#### WORK TASK
The expected output is every line below, reproduced exactly.
Segment Start: SUPPLIED ENTRIES
PR #1521, opened 2019-11-19
SAMBRO: Display error DIV if map layer is missing

### LINKED ISSUE #1344: SAMBRO Homepage 500 Error
Error trace 

```
  File "/var/www/web2py/gluon/restricted.py", line 227, in restricted
    exec ccode in environment
  File "file stream", line 425, in <module>
  File "/var/www/web2py/gluon/globals.py", line 430, in write
    self.body.write(xmlescape(data))
  File "/var/www/web2py/gluon/html.py", line 131, in xmlescape
    return data.xml()
  File "applications/eden/modules/s3/s3gis.py", line 7098, in xml
    self._setup()
  File "applications/eden/modules/s3/s3gis.py", line 6913, in _setup
    options["feature_resources"] = addFeatureResources(feature_resources)
  File "applications/eden/modules/s3/s3gis.py", line 7515, in addFeatureResources
    url = layer["url"]
KeyError: 'url'
```

hallamoore:
Fixes #1344

### DIFF
--- a/modules/templates/SAMBRO/controllers.py
+++ b/modules/templates/SAMBRO/controllers.py
@@ -51,7 +51,7 @@ class index(S3CustomController):
             current.log.error("Cannot find Layer for Map")
             layer_id = None
             output["_map"] = DIV(
-                "Cannot find Layer for Map",  # Deliberately not T() to save unneccessary load on translators
+                T("Cannot find Layer for Map"),
                 _class="mapError"
                 )
         else:
--- a/modules/templates/SAMBRO/controllers.py
+++ b/modules/templates/SAMBRO/controllers.py
@@ -50,25 +50,29 @@ class index(S3CustomController):
         except:
             current.log.error("Cannot find Layer for Map")
             layer_id = None
+            output["_map"] = DIV(
+                "Cannot find Layer for Map",  # Deliberately not T() to save unneccessary load on translators
+                _class="mapError"
+                )
+        else:
+            feature_resources = [{"name"      : T("Alerts"),
+                                  "id"        : "search_results",
+                                  "layer_id"  : layer_id,
+                                  # @ToDo: Make the filter update timestamp on refresh in the client side
+                                  "filter"    : "~.info.expires__gt=%s&~.external__ne=True" % request.utcnow,
+                                  # We activate in callback after ensuring URL is updated for current filter status
+                                  "active"    : False,
+                                  }]
 
-        feature_resources = [{"name"      : T("Alerts"),
-                              "id"        : "search_results",
-                              "layer_id"  : layer_id,
-                              # @ToDo: Make the filter update timestamp on refresh in the client side
-                              "filter"    : "~.info.expires__gt=%s&~.external__ne=True" % request.utcnow,
-                              # We activate in callback after ensuring URL is updated for current filter status
-                              "active"    : False,
-                              }]
-
-        _map = current.gis.show_map(callback='''S3.search.s3map()''',
-                                    catalogue_layers=True,
-                                    collapsed=True,
-                                    feature_resources=feature_resources,
-                                    save=False,
-                                    search=True,
-                                    toolbar=True,
-                                    )
-        output["_map"] = _map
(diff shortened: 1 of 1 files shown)


nursix:
Looks good - except that in this case, we do want T() for the error message ;) so if you could fix that either before or after merge, would be nice.

hallamoore:
Sure thing! Is that because this error message will be more common than the ones that we didn't use `T()` on? (Running the SAMBRO preprop loaded the layers for me, so I wasn't sure if it would be)

nursix:
Yes, unlike a missing gis_config, a missing CAP layer is not really an edge-case.

CAP is not default, SAMBRO is often set up with custom configs (and hence, custom prepops), and then map layers can be edited/deleted after prepop - so an accidental loss of the layer configis quite a possibility, and has happened before.

Besides, this is not looking for _a_ layer config, but for one that is specific for this template. And template-specific should always be translatable.

nursix:
To put it differently: a missing gis_config is a developer mistake, whereas a missing CAP layer can be an administrator error. And whilst developers will (necessarily) understand English, administrators may expect/need translated messages.

In fact, this error message is a bit calling for 2nd-level support - it doesn't give much of a hint as to what layer is missing, or how the problem can be solved. Could be improved (not giving you this as a task, just saying).

flavour:
> whilst developers will (necessarily) understand English, administrators may expect/need translated messages.

More so than developers certainly, however I confess that even here I would err on the side of reducing the load on overburdened translators. To solve such error messages, typically a Google search would be used to look for an answer & so having these all related answers within 1 language would consolidate them...sure this could be different if we see a major take-up of a template within a  country then a local community around that template would develop & so we'd want the answers to be in the admin's own language, however at this stage I'd say we're best off all in English...especially for the SAMBRO template of which there will only ever be a few max per country...sure there are several countries which speak Spanish & French however I'd still argue that at this stage no T() is better than T() here overall ;)

nursix:
This argument holds if we leave the error message as it is, and, for it's lack of clues how to overcome the issue, necessitate the Google search or a support request / issue report.

However, what you would find when searching for an error message in English would be answers in English - and if the error message wasn't helpful for being English, then how would the Google search be any better? Remember that Myanmar folks (and those are the ones deploying SAMBRO currently) even shun the mailing list for their poor command of the English language.

So, if we improve the error message with a hint how to resolve the situation - and then translators indeed do translate it, then we're doing them a greater service. And in all honesty, that's what translations are for - sometimes a little load on translators is the lesser problem.

Besides, the mere existence of a T() in a template (! not core) does not generally increase the load for translators - as it wouldn't appear in translation downloads unless you're targeting SAMBRO in particular. A T() makes a message translatable - but does in itself not necessitate the translation.

flavour:
> what you would find when searching for an error message in English would be answers in English

Yes, of course, however an English answer is better than no answer at all, which was my argument.

> wouldn't appear in translation downloads unless you're targeting SAMBRO in particular

or 'all templates' as a community contribution

> A T() makes a message translatable - but does in itself not necessitate the translation.

True, however, it takers a ton of effort to work out which strings are important to translate & which aren't...I have spent many hours on this many times over.

nursix:
The prospect of an English answer may be as good as no answer ;)

Imagine the situation in reverse - if user-facing error messages, documentation and support were entirely in Russian or Chinese, you would probably not deploy the software in the first place, as resolving issues would always be an uphill battle. I wouldn't.

I'm not really afraid to add this one error message to the workload of translators, especially "community contributions" which have no pressure or obligations at all - but I am worried to make administrators struggle with problems due to a language barrier.

flavour:
Admin-only stuff like this is not what I would call user-facing typically...this often gets left out of translations if we can separate them.
I often see/feel the pain of translators.

Anyway, I left it as T() although won't go into normal exports, so it can still be added

nursix:
I think we can afford different opinions in this case - and @hallamoore can have her own too ;)

hallamoore:
Very interesting! I think I don't know enough about translator load to have a thoroughly informed opinion, but these are all great points to think about.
Segment End: SUPPLIED ENTRIES
#### EXERCISE OUTPUT
PR #1521, opened 2019-11-19
SAMBRO: Display error DIV if map layer is missing

### LINKED ISSUE #1344: SAMBRO Homepage 500 Error
Error trace 

```
  File "/var/www/web2py/gluon/restricted.py", line 227, in restricted
    exec ccode in environment
  File "file stream", line 425, in <module>
  File "/var/www/web2py/gluon/globals.py", line 430, in write
    self.body.write(xmlescape(data))
  File "/var/www/web2py/gluon/html.py", line 131, in xmlescape
    return data.xml()
  File "applications/eden/modules/s3/s3gis.py", line 7098, in xml
    self._setup()
  File "applications/eden/modules/s3/s3gis.py", line 6913, in _setup
    options["feature_resources"] = addFeatureResources(feature_resources)
  File "applications/eden/modules/s3/s3gis.py", line 7515, in addFeatureResources
    url = layer["url"]
KeyError: 'url'
```

hallamoore:
Fixes #1344

### DIFF
--- a/modules/templates/SAMBRO/controllers.py
+++ b/modules/templates/SAMBRO/controllers.py
@@ -51,7 +51,7 @@ class index(S3CustomController):
             current.log.error("Cannot find Layer for Map")
             layer_id = None
             output["_map"] = DIV(
-                "Cannot find Layer for Map",  # Deliberately not T() to save unneccessary load on translators
+                T("Cannot find Layer for Map"),
                 _class="mapError"
                 )
         else:
--- a/modules/templates/SAMBRO/controllers.py
+++ b/modules/templates/SAMBRO/controllers.py
@@ -50,25 +50,29 @@ class index(S3CustomController):
         except:
             current.log.error("Cannot find Layer for Map")
             layer_id = None
+            output["_map"] = DIV(
+                "Cannot find Layer for Map",  # Deliberately not T() to save unneccessary load on translators
+                _class="mapError"
+                )
+        else:
+            feature_resources = [{"name"      : T("Alerts"),
+                                  "id"        : "search_results",
+                                  "layer_id"  : layer_id,
+                                  # @ToDo: Make the filter update timestamp on refresh in the client side
+                                  "filter"    : "~.info.expires__gt=%s&~.external__ne=True" % request.utcnow,
+                                  # We activate in callback after ensuring URL is updated for current filter status
+                                  "active"    : False,
+                                  }]
 
-        feature_resources = [{"name"      : T("Alerts"),
-                              "id"        : "search_results",
-                              "layer_id"  : layer_id,
-                              # @ToDo: Make the filter update timestamp on refresh in the client side
-                              "filter"    : "~.info.expires__gt=%s&~.external__ne=True" % request.utcnow,
-                              # We activate in callback after ensuring URL is updated for current filter status
-                              "active"    : False,
-                              }]
-
-        _map = current.gis.show_map(callback='''S3.search.s3map()''',
-                                    catalogue_layers=True,
-                                    collapsed=True,
-                                    feature_resources=feature_resources,
-                                    save=False,
-                                    search=True,
-                                    toolbar=True,
-                                    )
-        output["_map"] = _map
(diff shortened: 1 of 1 files shown)


nursix:
Looks good - except that in this case, we do want T() for the error message ;) so if you could fix that either before or after merge, would be nice.

hallamoore:
Sure thing! Is that because this error message will be more common than the ones that we didn't use `T()` on? (Running the SAMBRO preprop loaded the layers for me, so I wasn't sure if it would be)

nursix:
Yes, unlike a missing gis_config, a missing CAP layer is not really an edge-case.

CAP is not default, SAMBRO is often set up with custom configs (and hence, custom prepops), and then map layers can be edited/deleted after prepop - so an accidental loss of the layer configis quite a possibility, and has happened before.

Besides, this is not looking for _a_ layer config, but for one that is specific for this template. And template-specific should always be translatable.

nursix:
To put it differently: a missing gis_config is a developer mistake, whereas a missing CAP layer can be an administrator error. And whilst developers will (necessarily) understand English, administrators may expect/need translated messages.

In fact, this error message is a bit calling for 2nd-level support - it doesn't give much of a hint as to what layer is missing, or how the problem can be solved. Could be improved (not giving you this as a task, just saying).

flavour:
> whilst developers will (necessarily) understand English, administrators may expect/need translated messages.

More so than developers certainly, however I confess that even here I would err on the side of reducing the load on overburdened translators. To solve such error messages, typically a Google search would be used to look for an answer & so having these all related answers within 1 language would consolidate them...sure this could be different if we see a major take-up of a template within a  country then a local community around that template would develop & so we'd want the answers to be in the admin's own language, however at this stage I'd say we're best off all in English...especially for the SAMBRO template of which there will only ever be a few max per country...sure there are several countries which speak Spanish & French however I'd still argue that at this stage no T() is better than T() here overall ;)

nursix:
This argument holds if we leave the error message as it is, and, for it's lack of clues how to overcome the issue, necessitate the Google search or a support request / issue report.

However, what you would find when searching for an error message in English would be answers in English - and if the error message wasn't helpful for being English, then how would the Google search be any better? Remember that Myanmar folks (and those are the ones deploying SAMBRO currently) even shun the mailing list for their poor command of the English language.

So, if we improve the error message with a hint how to resolve the situation - and then translators indeed do translate it, then we're doing them a greater service. And in all honesty, that's what translations are for - sometimes a little load on translators is the lesser problem.

Besides, the mere existence of a T() in a template (! not core) does not generally increase the load for translators - as it wouldn't appear in translation downloads unless you're targeting SAMBRO in particular. A T() makes a message translatable - but does in itself not necessitate the translation.

flavour:
> what you would find when searching for an error message in English would be answers in English

Yes, of course, however an English answer is better than no answer at all, which was my argument.

> wouldn't appear in translation downloads unless you're targeting SAMBRO in particular

or 'all templates' as a community contribution

> A T() makes a message translatable - but does in itself not necessitate the translation.

True, however, it takers a ton of effort to work out which strings are important to translate & which aren't...I have spent many hours on this many times over.

nursix:
The prospect of an English answer may be as good as no answer ;)

Imagine the situation in reverse - if user-facing error messages, documentation and support were entirely in Russian or Chinese, you would probably not deploy the software in the first place, as resolving issues would always be an uphill battle. I wouldn't.

I'm not really afraid to add this one error message to the workload of translators, especially "community contributions" which have no pressure or obligations at all - but I am worried to make administrators struggle with problems due to a language barrier.

flavour:
Admin-only stuff like this is not what I would call user-facing typically...this often gets left out of translations if we can separate them.
I often see/feel the pain of translators.

Anyway, I left it as T() although won't go into normal exports, so it can still be added

nursix:
I think we can afford different opinions in this case - and @hallamoore can have her own too ;)

hallamoore:
Very interesting! I think I don't know enough about translator load to have a thoroughly informed opinion, but these are all great points to think about.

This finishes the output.